■ To do ■
Collect all lines from the listing that include the string "necessary".

Entries provided below:

PR #950, opened 2022-03-30
test: Collect code coverage

mvollmer:
- [x] https://github.com/cockpit-project/cockpit/pull/17078

### DIFF
--- a/Makefile
+++ b/Makefile
@@ -88,6 +88,10 @@ packaging/debian/changelog: packaging/debian/changelog.in
 
 $(WEBPACK_TEST): $(COCKPIT_REPO_STAMP) $(shell find src/ -type f) package.json webpack.config.js
 	$(MAKE) package-lock.json && NODE_ENV=$(NODE_ENV) node_modules/.bin/webpack
+	# In development mode terser does not run and so no LICENSE.txt.gz is generated, so we explictly create it as it is required for building rpm's
+	if [ "$$NODE_ENV" = "development" ]; then \
+		gzip </dev/null >dist/index.js.LICENSE.txt.gz; \
+	fi
 
 watch:
 	NODE_ENV=$(NODE_ENV) node_modules/.bin/webpack --watch
@@ -129,10 +133,10 @@ TEST_NPMS = \
 dist: $(TARFILE)
 	@ls -1 $(TARFILE)
 
-# when building a distribution tarball, call webpack with a 'production' environment
+# when building a distribution tarball, call webpack with a 'production' environment by default
 # we don't ship most node_modules for license and compactness reasons, only the ones necessary for running tests
 # we ship a pre-built dist/ (so it's not necessary) and ship package-lock.json (so that node_modules/ can be reconstructed if necessary)
-$(TARFILE): export NODE_ENV=production
+$(TARFILE): export NODE_ENV ?= production
 $(TARFILE): $(WEBPACK_TEST) $(SPEC) packaging/arch/PKGBUILD packaging/debian/changelog
 	if type appstream-util >/dev/null 2>&1; then appstream-util validate-relax --nonet *.metainfo.xml; fi
 	tar --xz $(TAR_ARGS) -cf $(TARFILE) --transform 's,^,$(RPM_NAME)/,' \
--- a/Makefile
+++ b/Makefile
@@ -20,6 +20,11 @@ COCKPIT_REPO_STAMP=pkg/lib/cockpit-po-plugin.js
 # common arguments for tar, mostly to make the generated tarballs reproducible
 TAR_ARGS = --sort=name --mtime "@$(shell git show --no-patch --format='%at')" --mode=go=rX,u+rw,a-s --numeric-owner --owner=0 --group=0
 
+ifeq ($(TEST_COVERAGE),yes)
+RUN_TESTS_OPTIONS+=--coverage
+NODE_ENV=development
+endif
+
 all: $(WEBPACK_TEST)
 
 # checkout common files from Cockpit repository required to build this project;
--- a/test/run
+++ b/test/run
@@ -6,6 +6,12 @@ set -eu
 
 export RUN_TESTS_OPTIONS=--track-naughties
 
+TEST_SCENARIO=${TEST_SCENARIO:-}
+
+if [ "$TEST_SCENARIO" == "devel" ]; then
+    export TEST_COVERAGE=yes
+fi
+
 make codecheck
 make check
 make po/podman.pot


marusak:
I like the report! Just looking into it I can see two things:
1. We define `compare_versions` and `getCommitArr` functions but not use them. We can drop this dead code
2. We don't test at all pod actions

Makefile
```diff
@@ -60,6 +60,7 @@ packaging/debian/changelog: packaging/debian/changelog.in
 
 $(WEBPACK_TEST): $(NODE_MODULES_TEST) $(LIB_TEST) $(shell find src/ -type f) package.json webpack.config.js
 	NODE_ENV=$(NODE_ENV) node_modules/.bin/webpack
+	[ -f dist/index.js.LICENSE.txt.gz ] || gzip </dev/null >dist/index.js.LICENSE.txt.gz
```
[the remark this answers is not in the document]
martinpitt: I liked your idea about telling terser to only do the LICENSE bit, but not minification. Is that too difficult? This is oh-kay, but as it's so brittle and error prone I'd then really like to see some integration test that the file shipped by the RPM/deb is actually valid.

jelly:
This is really cool!

Should genhtml set `--title` so my browser tab shows what project it generated coverage for, it would require some argument to be passed to --coverage or is there 

Should we exclude src/lib? It's something which comes from cockpit so we aren't really interested in it's coverage in cockpit-podman. Does --coverage support a way to exclude data?

mvollmer:
> Should we exclude src/lib? It's something which comes from cockpit so we aren't really interested in it's coverage in cockpit-podman.

Without thinking too much about it, I would say let's keep it.  it's easy enough to ignore, and might be interesting in certain cases.

mvollmer:
> Should genhtml set `--title`

Yeah, let's try to make this work.

jelly:
Shall we pick this up again? As Cockpit already has the integration fo ra few weeks it might be nice to add it here now as well.

mvollmer:
> Shall we pick this up again? As Cockpit already has the integration for a few weeks it might be nice to add it here now as well.

Sure.  I think the blocker is still how to get a development build of cockpit-podman, no?

marusak:
> how to get a development build of cockpit-podman

`NODE_ENV=development make` should works, right?

mvollmer:
> > how to get a development build of cockpit-podman
> 
> `NODE_ENV=development make` should works, right?

I guess, but `NODE_ENV=development make check` does not.

Makefile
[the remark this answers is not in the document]
jelly: Technically this should only run when NODE_ENV == development, so we can make the Makefile conditional, it's a bit of a hack. But then we don't need to test if the license is empty as it will not run.

jelly:
@martinpitt I think the PR is ready for review now? Probably my commit should be squashed into the touching of the LICENSE file? Do you find the solution I propose acceptable?

src/manifest.json
```diff
@@ -1,4 +1,6 @@
 {
+    "name": "podman",
```
martinpitt, line 2: This should not be necessary. If it is for some reason, please split out to a new commit with a rationale.

Makefile
```diff
@@ -93,7 +93,9 @@ packaging/debian/changelog: packaging/debian/changelog.in
 
 $(WEBPACK_TEST): $(COCKPIT_REPO_STAMP) $(shell find src/ -type f) package.json webpack.config.js
 	$(MAKE) package-lock.json && NODE_ENV=$(NODE_ENV) node_modules/.bin/webpack
-	[ -f dist/index.js.LICENSE.txt.gz ] || gzip </dev/null >dist/index.js.LICENSE.txt.gz
+	if [ "$$NODE_ENV" = "development" ]; then \
```
martinpitt, line 96: I didn't like the first commit, as it is brittle. This explicit condition is better, please squash.

Makefile
```diff
@@ -93,7 +93,9 @@ packaging/debian/changelog: packaging/debian/changelog.in
...
+		[ -f dist/index.js.LICENSE.txt.gz ] || gzip </dev/null >dist/index.js.LICENSE.txt.gz; \
```
martinpitt, line 97: As you said, we don't need the `-f` test here, please drop.

martinpitt (changes requested):
Thanks! Nice to see coverage coming to life!

src/manifest.json
mvollmer: `write_lcov` in test/common/lvoc.py needs this.  I forgot the details, something about constructing filenames in dist/, I think.

Makefile
jelly: Yup, this was a test commit. Dropped `-f`.

jelly:
@mvollmer added a small comment about the LICENSE file.

Makefile
```diff
@@ -88,6 +88,10 @@ packaging/debian/changelog: packaging/debian/changelog.in
 
 $(WEBPACK_TEST): $(COCKPIT_REPO_STAMP) $(shell find src/ -type f) package.json webpack.config.js
 	$(MAKE) package-lock.json && NODE_ENV=$(NODE_ENV) node_modules/.bin/webpack
+	# In development mode no LICENSE.txt.gz is generated by terser, so we explictly create it as it is required for building rpm's
```
martinpitt, line 96: More precisely, terser doesn't run at all for devel mode, as it's part of the `optimization:` webpack config.

src/manifest.json
martinpitt: Eww, what? does that mean that we only get code coverage for the "systemd" webpack in cockpit? That's the only one that has an explicit "name:", due to some historical error/opinion change etc. (I'd really love to just rename "systemd" to "system"..)

martinpitt (commented):
Thanks! Looks fine to me by and large, and really happy to see this! Just two cleanups.

src/manifest.json
jelly: This is rather curious indeed, however coverage on main seems to work.

https://cockpit-logs.us-east-1.linodeobjects.com/pull-17835-20221024-133642-ee252b8c-fedora-36-devel/Coverage/index.html

Maybe we should instead fallback to `package.json`'name?

martinpitt: Does coverage work without this hack? This really bothers me. If this was really required, coverage would be broken for almost all cockpit webpacks as well, and I'd rather fix that in cockpit tests/common then.

martinpitt: ... in particular as I'd really like to drop/discourage this `name:` thing in manifests.

jelly: Ah, well this really broke coverage, see here https://cockpit-logs.us-east-1.linodeobjects.com/pull-950-20221025-142943-da2a82ca-fedora-36-devel/log.html

jelly:
Blocked on a coverage not working without a `name` field in `src/manifest.json`.

src/manifest.json
mvollmer: The coverage machinery needs to find files in `dist/` when giving their URL.  For example, the machinery needs to make this association:

```
http://127.0.0.2:9091/cockpit/[CHECKSUM]/podman/index.js
  ->
/home/mvo/work/cockpit-podman/dist/index.js
/home/mvo/work/cockpit-podman/dist/index.js.map
```

The URL uses `podman/index.js` while webpack produces just `dist/index.js`.  The coverage machinery needs to know that `podman/index.js` can be found in `dist`, but that for example `base1/cockpit.js` should be ignored.

We can change the build system to produce `dist/podman/index.js`.  This would be quite elegant, but a bit of work.  The starterkit would also need to change.

The "podman" string does in fact come from package.json. (It turns into PACKAGE_NAME in the Makefile, and "make install" puts everything into `/usr/share/cockpit/$(PACKAGE_NAME)`. So we can change lcov.py to use package.json instead if dist/manifest.json doesn't contain "name". (We need to keep looking at dist/*/manifest.json for cockpit-project/cockpit itself.) I think this is a bit magic, but so is the whole distmap thing.

Wdyt? Using package.json seems best for starterkit-based projects.

jelly: Using package.json sounds good to me.

mvollmer: Done, see https://github.com/cockpit-project/cockpit/pull/17849

mvollmer:
> Eww, what? does that mean that we only get code coverage for the "systemd" webpack in cockpit?

No, cockpit uses subdirectories in dist/, and without a "name" in the manifest we can assume that the directory in the URL is the same as the directory in dist/.  (We have a "name" in many manifests, not just in systemd, no?)

Starterkit-derived projects don't use subdirs in dist/, but they still have a directory in their URL, which either comes from the manifest, or is the same as their subdirectoy in /usr/share/cockpit.

jelly:
> The coverage part of this works. I don't know what's up with the pixel test failures...

Weird, should try that in a separate PR as well

martinpitt:
Thanks @mvollmer ! Pixel test failure is most likely due to the newer PF in cockpit; it *could* also be due to a newer browser in our tasks container, it was updated today.

jelly:
Same pixel changes in https://cockpit-logs.us-east-1.linodeobjects.com/pull-650-20221026-131526-25e8c1e1-fedora-36/pixeldiff.html#TestMachinesConsoles-testSerialConsole-vm-details-console-serial so I assume this is because of PF updates, @garrett do you have an idea if we should just accept this new shadow border?

jelly (approved):

jelly:
> Thanks @mvollmer ! Pixel test failure is most likely due to the newer PF in cockpit; it _could_ also be due to a newer browser in our tasks container, it was updated today.

Pixel test failure is now resolved, all green :)

jelly:
As follow up, make a PR to bots to update `lib/testmap.py` to add `devel` to our standard test set.

martinpitt (approved):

End of Entries provided.

■ Written answer ■
 # we don't ship most node_modules for license and compactness reasons, only the ones necessary for running tests
 # we ship a pre-built dist/ (so it's not necessary) and ship package-lock.json (so that node_modules/ can be reconstructed if necessary)
martinpitt, line 2: This should not be necessary. If it is for some reason, please split out to a new commit with a rationale.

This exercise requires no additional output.